На пятый день немцы приказали всем выходить и строиться в колонну. Тех, кто не смог встать они перестреляли. Колонну погнали к ближайшей железнодорожной станции. До станции дошло чуть больше половины пленных. Остальные остались лежать вдоль обочин. Немцы без лишних разговоров штыками и пулями добивали упавших. Ну а тех, кто всё же выдержал этот марш погрузили в вагоны для скота и куда-то повезли. Так старшина Плужников оказался в концлагере под Минском.
Здесь через месяц с ним на контакт вышли из лагерного подпольного комитета. После долгой беседы Плужникову дали задание вступить в формирующуюся из числа советских военнопленных так называемую "Русскую дружину" и собрав о ней все возможные сведения выйти на связь с партизанами или подпольщиками и передать информацию.
Невозможно передать словами те чувства, что испытывал старшина, когда сделал те самые пять шагов вперёд, когда вербовщик выкрикнул желающих вступить в "Дружину". Казалось, что в спину вонзились сотни ненавидящих взглядов, которые прожигали его насквозь. Он едва не вернулся назад, но вовремя вспомнил о задании. Самым омерзительным было то, что одновременно с ним вышли самые отъявленные негодяи и предатели, которые всеми силами старались выслужиться перед немцами. Нет, их, вышедших из строя, было чуть больше десятка, но тем острее было чувство стыда от того, что ты оказался одним из них.
А на следующий день старшина стал свидетелем казни всех членов подпольного комитета. Нашёлся предатель и их повесили. Оборвалась последняя ниточка, связывающая его со своими.
В "Дружине", узнав, что Плужников в прошлом был старшиной роты ( не такая он большая птица, чтобы скрывать это), его назначили фельдфебелем второй роты.
— Что из себя представляет эта ваша "Дружина"?
— В составе "Дружины" три роты по сто человек в каждой. Плюс взвод усиления, состоящий из немцев. В каждой роте по три взвода. Командует "Дружиной" подполковник фон Ламсдорф.

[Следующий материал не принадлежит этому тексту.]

PR #703, opened 2020-12-07
Add a page to show the works for a collection

### LINKED ISSUE #687: Collection deposits page should show all items in the collection
This page, unlike the dashboard, should list all the items in the collection without needing to ask for them. The "See all deposits" text should be removed as it is not needed with all items displayed all the time.

### LINKED ISSUE #693: Refreshing Collection Deposits page should keep me on that page
When I refresh the collection deposits page seen below:

it reloads the collections details tab instead:

https://sul-h2-stage.stanford.edu/collections/79

### LINKED ISSUE #694: "See all deposits" text on dashboard to take user to Collection Deposits page
Now that the collection deposits page is implemented, these links on the dashboard -- which should appear for every collection with more than 4 items -- should go to the Collections Details page so they can see the full list of items.

(Note that the full list of items needs to be displayed on that page as well. That's ticket #687).

jcoyne:
Using the Dashboard::WorksComponent was not sufficient.

Fixes #693
Fixes #694
Fixes #687

Screen Shot 2020-12-07 at 12 24 19 PM

### DIFF
--- a/app/components/collections/header_component.html.erb
+++ b/app/components/collections/header_component.html.erb
@@ -1,0 +1,23 @@
+<header class="title">
+  <span class="header-text"><%= @collection.name %></span>
+  <% if helpers.allowed_to?(:create?, Work.new(collection: @collection)) %>
+    <span class="deposit-button" data-controller="work-type">
+      <%= button_tag '+ Deposit to this collection',
+            data: {
+              destination: new_collection_work_path(@collection),
+              toggle: 'modal',
+              target: '#workTypeModal',
+              action: "work-type#set_collection"
+            },
+            class: "btn btn-primary" %>
+
+      <div class="modal fade" id="workTypeModal" tabindex="-1" aria-labelledby="content-type-prompt" aria-hidden="true">
+        <div class="modal-dialog modal-dialog-centered modal-lg">
+          <div class="modal-content">
+            <%= render Works::WorkTypeModalComponent.new %>
+          </div>
+        </div>
+      </div>
+    </span>
+  <% end %>
+</header>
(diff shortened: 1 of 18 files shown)


app/components/collections/tabs_component.html.erb
```diff
@@ -0,0 +1,6 @@
+<section class="collection-nav">
```
jcoyne, line 1: This used to be `views/collections/_nav.html.erb`

app/components/collections/header_component.html.erb
```diff
@@ -0,0 +1,23 @@
+<header class="title">
```
jcoyne, line 1: extracted from `views/collections/show.html.erb` since it's now used by Collections#show and Works#index

app/policies/work_policy.rb
```diff
@@ -7,8 +7,12 @@ class WorkPolicy < ApplicationPolicy
   alias_rule :delete?, to: :destroy?
 
   relation_scope :edits do |scope|
-    scope.where(depositor: user)
-         .or(scope.where(collection_id: [user.manages_collection_ids + user.reviews_collection_ids]))
+    if administrator?
```
mjgiarlo, line 10: Should we add policy spec coverage for this or do we already have it?

mjgiarlo (commented):
Have a question about policy spec coverage but otherwise looks good. Can you also include a screenshot of the page you added?

app/policies/work_policy.rb
jcoyne: It's covered by the request spec, which is why it didn't seem necessary to have a unit test.

jcoyne:
@mjgiarlo I added a screenshot, but it's no different than what was there before, it's only at a new route.

mjgiarlo (approved):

Из бывших царских офицеров. Хотя, фактически, командует немец, гауптман Шольц, числящийся советником. Сам Ламсдорф в расположении появляется очень редко и ненадолго. Командир первой роты штабс-капитан Вилкас, литовец. Садист и каратель. Он и в свой взвод отобрал тех, кто ему под стать. С Ламсдорфом они земляки и в Гражданскую вместе воевали, так что на все карательные акции против мирного населения у нас всегда ездит первая рота. Нашей второй ротой командует ротмистр Ведерников. Жадный до невозможности. Чёрной завистью завидует Вилкасу. Первая рота имеет возможность всласть пограбить и у литовца имеется золотишко. Наша вторая и третья роты ходят в караулы и патрули, а там разжиться нечем. Вот и приходится мне выполнять его поручения,— Плужников кивнул головой на лежащую в стороне свою поклажу,— Командир третьей роты штабс-капитан Сомов. Ему вообще на всё наплевать, лишь бы был шнапс и закуска. Трезвым я его ни разу не видел. Любит выпивать в компании Ведерникова. Взводами командуют поручики и подпоручики. Все из бывших.

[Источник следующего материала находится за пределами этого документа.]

PR #721, opened 2020-12-08
Remove email domain from display of email usernames

### LINKED ISSUE #692: Collection view page should display only SUNet IDs in fields with users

— Что там у тебя?— я показал на мешок.
— Сапоги. Новые. Десять пар. Думаю вам пригодятся.
— А как же поручение ротмистра?
— Так это и есть его поручение,— Плужников хохотнул,— Он приказал выписать со склада новые сапоги, якобы на замену изношенных, провести по ведомостям, что я их выдал и сразу списать как старые, а сами сапоги продать и, желательно, за золотишко. Да вы не беспокойтесь, у меня есть чем с ним расчитаться,— он вытащил что-то из кармана и раскрыл ладонь. Там лежала пара золотых серёжек, колечко и золотой царский рубль. Я нахмурился, глядя на это.

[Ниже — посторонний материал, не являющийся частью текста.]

PR #725, opened 2020-12-08
Use remote forms consistently across app

mjgiarlo:
## Why was this change made?

Consistency is good. In doing this work, I replaced a single usage of `form_for` with `form_with` so the app does not use a mix of local and remote forms, and removed the model argument to this call which is/was unused. This commit also explicitly marks all of our forms as remote forms for future-proofing, as we know an upcoming Rails 6.1 change will make `form_with` default back to local forms.

I found that the mediated deposit versioning spec was flappy locally because there can be two links on the page with the work title, so I changed the spec to look for the link only in the scope of the collection name (the deposits in progress section). To do this, I moved the collection name from a section header to a table caption. I do not notice any UI difference with this change.

CI, local browser testing

None

### DIFF
--- a/app/components/dashboard/collection_component.html.erb
+++ b/app/components/dashboard/collection_component.html.erb
@@ -1,14 +1,13 @@
 <section>
-  <header><%= link_to name, collection %>
-    <% if allowed_to?(:edit?, collection) %>
-      <%= link_to edit_collection_path(collection), aria: { label: "Edit #{name}"} do %>
-        <span class="fas fa-pencil-alt"></span>
-      <% end %>
-    <% end %>
-    <%= render Collections::DeleteComponent.new(collection: collection) %>
-  </header>
-
   <table class="table">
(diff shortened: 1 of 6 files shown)


app/components/help/form_component.html.erb
```diff
@@ -7,7 +7,7 @@
       </div>
       <div class="modal-body" data-controller="help">
         <%= form_with(url: help_path,
-                      method: 'post',
```
mjgiarlo, line 10: POST is the default method.

app/components/dashboard/collection_component.html.erb
```diff
@@ -1,14 +1,13 @@
 <section>
-  <header><%= link_to name, collection %>
```
mjgiarlo, line 2: See PR description for rationale behind this change.

jcoyne (approved):

PR #726, opened 2020-12-08
use factory trait for deposited instead of hardcoding string

peetucket:
## Why was this change made?

Small refactor to use factory traits where possible

Test suite


mjgiarlo (approved):
Thank you! I've been wanting to do this for some time.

— Да вы не подумайте чего плохого. Я это на шнапс и всякое другое выменял в той же первой роте. Они, конечно, грабежом это добыли, но теперь пойдёт на дело. Я через это имею возможность свободно выходить из расположения, у меня постоянный пропуск есть. А с ротмистром мы ещё посчитаемся.
— Ладно, об этом после поговорим. Кто те двое, что на нас вышли?